TASK DETAILS:
Each line holding the string "reduce" is to be copied from the data.

Recorded data:

PR #403, opened 2019-06-28
Global refactoring with Rubocop

Volosh1n:
_This is a large PR and I want and should do a big description._

I found out so many rubocop warnings while doing #402 . So, I think it's time to change things a little.

First of all, I disabled some cops which seem excessive. I'll explain this decision by describing every disable.
1. `Style/ModuleFunction`
Actually, EVERY module has this issue because of `extend self`.
It is not big deal to keep `extend self` IMO. Making changes in modules' logic just to satisfy this cop could be meaningless.
2. `Style/Documentation`
Not all modules have documentation comments. Someone write their code with them, someone not. FFaker have both documented and not documented modules. So, this is why we can skip this cop for existing and future modules.
3. `Style/FrozenStringLiteralComment`
Seems like some of the tests depends on freezed or not freezed strings. If we keep this cop enabled and add this comment via `rubocop -a` run to each file. we can face the crashing tests, while their modules actually working correctly. Anyway, I think we can just keep existing frozen string literal comments and not demand it from contributors in future modules. Not the most elegant move, but it's just my suggestions to consider.

Most of other changes in this PR includes:
- keeping modules DRY;
- redundant whitespaces remove;
- adding guard clause in many `case rand(0..1) ...` or simple `if...else` conditions. Adding empty line after existing guard clauses;
- linebreaks to fit into max 100 characters in each line;
- reducing lines in methods to fit 10 max;
- reducing complex logic while keeping same method result (to satisfy `Metrics/AbcSize` cop);
- freezing mutable constants;
- changing naming of methods or constants with incorrect case;
- etc.

Also, some modules (`FFaker::NatoAlphabet`, `FFaker::NameCS`) were bloated by data (storing it in large arrays). This modules was cleaned by excluding data to `data` folder to keep modules clear.

So, this is my suggestions on making FFaker code a bit cleaner. Hope it seems good.


lib/ffaker/company_it.rb
```diff
@@ -33,7 +33,9 @@ def partita_iva
       base = matricola + office_code.chars.map(&:to_i)
 
       # Thanks https://stackoverflow.com/a/9189731/1627766
-      sum = base.reverse.each_slice(2).flat_map { |x, y| [(x * 2).divmod(10), y || 0] }.flatten.reduce(:+)
+      sum = base.reverse.each_slice(2).flat_map do |x, y|
+        [(x * 2).divmod(10), y || 0]
+      end.flatten.reduce(:+)
```
marocchino: howw about `.flat_map { |x, y=0| (x * 2).divmod(10) + y }.sum`?

lib/ffaker/identification_es_cl.rb
```diff
@@ -21,7 +22,9 @@ def rut
     private
 
     def dv(rut)
-      total = rut.to_s.rjust(8, '0').split(//).zip(%w[3 2 7 6 5 4 3 2]).collect { |a, b| a.to_i * b.to_i }.inject(:+)
+      total = rut.to_s.rjust(8, '0').split(//).zip(%w[3 2 7 6 5 4 3 2]).collect do |a, b|
```
marocchino: I think `.sum { |a, b| a.to_i * b.to_i }` is better here.
http://ruby-doc.org/core-2.6.3/Array.html#method-i-sum

Just for curious, Why you expand every {}  in the middle of changing? Is that better readable to you?

lib/ffaker/lorem.rb
```diff
@@ -7,7 +7,8 @@ module Lorem
     extend self
 
     def characters(character_count = 255)
-      Array.new(character_count < 0 ? 0 : character_count).map { fetch_sample(CHARACTERS) }.join
+      character_count = 0 if character_count.negative?
+      Array.new(character_count).map { fetch_sample(CHARACTERS) }.join
```
marocchino:
```suggestion
      fetch_sample(CHARACTERS, count: character_count).join
```

lib/ffaker/phone_number_sn.rb
```diff
@@ -64,15 +64,9 @@ def homework_number
...
-      case rand(0..9)
-      when 0 then homework_number
-      when 9 then homework_number
-      when 3 then mobile_number
-      when 5 then mobile_number
-      when 6 then mobile_number
-      when 8 then mobile_number
-      else        homework_number
-      end
+      return homework_number if rand(0..1).zero?
```
marocchino: is not about this pr but, ArrayUtils.rand is deprecated.
```suggestion
      return homework_number if fetch_sample(0..1).zero?
```

lib/ffaker/identification_es_cl.rb
Volosh1n: I just wanted to reduce line length to fit into 100 symbols max :smile:

lib/ffaker/lorem.rb
Volosh1n: This change will use only 26 letters, even if you set `character_count` bigger than 26. Sad.

Volosh1n:
I added code from your suggestions, thank you for your help.

PR #414, opened 2019-09-06
Remove unexpected char in email

### LINKED ISSUE #399: FFaker::Internet email, safe_email and free_email generating invalid email addresses
In FFaker::Internet methods email, safe_email and free_email are generating email addresses with underscores which are not valid.

marocchino:
close #399

### DIFF
--- a/lib/ffaker/internet.rb
+++ b/lib/ffaker/internet.rb
@@ -39,7 +39,7 @@ module FFaker
 
       return sanitize(Name.first_name) if rand(0..1).zero?
 
-      [Name.first_name, Name.last_name].join(fetch_sample(%w[. _])).downcase
+      [sanitize(Name.first_name), sanitize(Name.last_name)].join(fetch_sample(%w[. _]))
     end
 
     def domain_name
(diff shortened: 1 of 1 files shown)


davidhrbac:
https://stackoverflow.com/questions/2049502/what-characters-are-allowed-in-an-email-address

lib/ffaker/internet.rb
```diff
@@ -39,17 +39,15 @@ def user_name(name = nil)
...
 
     def domain_name
       [domain_word, domain_suffix].join('.')
     end
 
     def domain_word
-      dw = Company.name.split(' ').first
-      dw.gsub!(/\W/, '')
-      dw.downcase
+      sanitize(Company.name)
```
Volosh1n: I'd say this method be better returning the same value
```ruby
sanitize(Company.name.split(' ').first)
```

Volosh1n:
```suggestion
sanitize(Company.name.split(' ').first)
```

Volosh1n: I'd say this method should return same value, but sanitized.
```ruby
sanitize(Company.name.split(' ').first)
```

marocchino: 5e4f8dc

PR #418, opened 2019-10-01
Add Polish colours.

walerian777:
Added a new `FFaker::ColorPL` module including a `#name` method which returns Polish colour names.


Volosh1n:
Thank you! Also, I'd suggest to add some examples to `REFERENCE.md` to make people know about your module. What do you think?

walerian777:
@Volosh1n Of course - it's already updated.

PR #433, opened 2020-03-12
Making ability to set gem version in only one place of project

Volosh1n:
Also, removed `require 'set'` since it's a part of Ruby.

### DIFF
--- a/ffaker.gemspec
+++ b/ffaker.gemspec
@@ -1,12 +1,16 @@
 # frozen_string_literal: true
 
+lib = File.expand_path('lib', __dir__)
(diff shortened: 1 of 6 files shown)


ffaker.gemspec
```diff
@@ -1,12 +1,16 @@
 # frozen_string_literal: true
 
+lib = File.expand_path('lib', __dir__)
+$LOAD_PATH.unshift(lib) unless $LOAD_PATH.include?(lib)
+require 'version'
```
AlexWayfer, line 5: It's bad and old practice, please use `require_relative`.

PR #441, opened 2020-05-07
# US Country name & code updated.

nigelgomesot:
Recently when using `US` Country FFaker, identified that the `country` & `country_code` values were random. submitting this improvement. Please feel free to post a feedback.

### DIFF
--- a/REFERENCE.md
+++ b/REFERENCE.md
@@ -817,6 +817,8 @@
 | `street_name` | Mike Plain, Wisozk Ports, Zaida Causeway |
 | `street_suffix` | Mall, Harbor, Track |
 | `time_zone` | Pacific/Midway, Europe/Bratislava, Asia/Muscat |
+| `country` | United States |
+| `country_code` | US |
 | `uk_country` | ❗ *[uk_country] is deprecated. For UK addresses please use the AddressUK module* |
 | `uk_county` | ❗ *[uk_county] is deprecated. For UK addresses please use the AddressUK module* |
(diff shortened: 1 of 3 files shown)


Volosh1n:
Hi, @nigelgomesot !
Thanks for your PR, but I think there is missunderstanding about AddressUS module. AddressUS just generates random data in English. It is not about show something about USA exactly (like, the name of the USA country). So, `country` should just generate random countries, but in English language.

nigelgomesot:
Hey @Volosh1n  thanks for your feedback!
understood now, my interpretation of the AddressUS was precise Address in US (including country), eg: similar to [Indian Address](https://github.com/ffaker/ffaker/blob/8e25825bf05d75266f2e888a8daf13ceb30d9b09/lib/ffaker/address_in.rb#L46).
But after looking at other `address_**.rb` files it seems we have not specified `country` for them explicitly. 
Let me know if this change is irrelevant, will close it.

Volosh1n:
I think we should keep `AddressUS.country` to still generate random countries (for those projects, who already use this method to generate random countries in English). Didn't know about that method in Indian Address, to be honest. Maybe @marocchino has another point for this.
Thanks for your attention to gem anyway!

marocchino:
I agree that it is not consistent and confusing.
In the next major version, I think we need to fix the confusion of mixing country codes and language codes, but for now I think it would be better to just close this.

It was a very good point. Thank you anyway.

nigelgomesdev:
@marocchino thanks for the clarification 👍

PR #442, opened 2020-05-13
Make sure dutch zipcodes never start with a 0

gerard76:
I had a flipper spec that failed because the dutch zipcode did not always pass the mustar. A dutch  zipcode never starts with a 0.

For reference see the map at https://en.wikipedia.org/wiki/Postal_codes_in_the_Netherlands

### DIFF
--- a/lib/ffaker/address_nl.rb
+++ b/lib/ffaker/address_nl.rb
@@ -12,7 +12,7 @@ module FFaker
     POSTAL_CODE_FORMAT = ['#### ??'].freeze
 
     def postal_code
-      FFaker.bothify(POSTAL_CODE_FORMAT).tap { |p| p[0] = rand(1..9).to_s }
+      FFaker::String.from_regexp(/[1-9]\d{3} [A-Z]{2}/)
     end
 
     def zip_code
--- a/lib/ffaker/address_nl.rb
+++ b/lib/ffaker/address_nl.rb
@@ -12,7 +12,7 @@ module FFaker
     POSTAL_CODE_FORMAT = ['#### ??'].freeze
 
     def postal_code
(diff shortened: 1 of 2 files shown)


lib/ffaker/address_nl.rb
```diff
@@ -12,7 +12,7 @@ module AddressNL
     POSTAL_CODE_FORMAT = ['#### ??'].freeze
 
     def postal_code
-      FFaker.bothify POSTAL_CODE_FORMAT
+      FFaker.bothify(POSTAL_CODE_FORMAT).tap { |p| p[0] = rand(1..9).to_s }
```
marocchino, line 15: I want to avoid string mutation.

(maybe)
```
    POSTAL_CODE_FORMAT = ['### ??'].freeze

    def postal_code
      "#{rand(1..9)}#{FFaker.bothify(POSTAL_CODE_FORMAT)}"
```

marocchino: or 
```rb
FFaker::String.from_regex(/[1-9]\d{3} [a-z]{2}/)
```

test/test_address_nl.rb
```diff
@@ -23,7 +23,7 @@ def test_province
   end
 
   def test_zip_code
-    assert_match(/^\d{4}\s\w{2}$/, @tester.zip_code)
+    assert_match(/^[1-9]\d{3}\s\w{2}$/, @tester.zip_code)
```
marocchino, line 26:
```suggestion
    assert_match(/^[1-9]\d{3} [A-Z]{2}$/, @tester.zip_code)
```

marocchino:
💚

PR #444, opened 2020-05-23
2.15.0 update

Volosh1n:
Hi! There are some new modules added. Could it be a new release? :sweat_smile:


marocchino:
If there is an update, I tried to do it once a month, but I forget it every time. 😅  Thanks for this work.

PR #445, opened 2020-06-07
Enable Rubocop's pending cops

Volosh1n:
Enabled pending cops after [this](https://github.com/rubocop-hq/rubocop/issues/7850) Rubocop's update. From now, all new cops will be automatically enabled without all those warnings on each rubocop run.

### DIFF
--- a/lib/ffaker/string.rb
+++ b/lib/ffaker/string.rb
@@ -50,7 +50,7 @@ module FFaker
       token = tokens.shift
 
       case token
-      when '?' then
+      when '?'
         # TODO: Let ? generate nothing
         '' # We already printed its target
       when '+' then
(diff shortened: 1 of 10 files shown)


lib/ffaker/string.rb
```diff
@@ -50,7 +50,7 @@ def process_token(tokens)
       token = tokens.shift
 
       case token
-      when '?' then
+      when '?'
         # TODO: Let ? generate nothing
         '' # We already printed its target
       when '+' then
```
marocchino, line 56: 🧐 I thought this `then` also unnessasary.

Volosh1n: @marocchino, just Rubocop's autocorrection :sweat_smile:

PR #451, opened 2020-08-01
Apply rubocop autofix

marocchino:


marocchino:
It looks okay, but I'd like you to cross check.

YOUR SOLUTION:
-      sum = base.reverse.each_slice(2).flat_map { |x, y| [(x * 2).divmod(10), y || 0] }.flatten.reduce(:+)
+      end.flatten.reduce(:+)
Volosh1n: I just wanted to reduce line length to fit into 100 symbols max :smile:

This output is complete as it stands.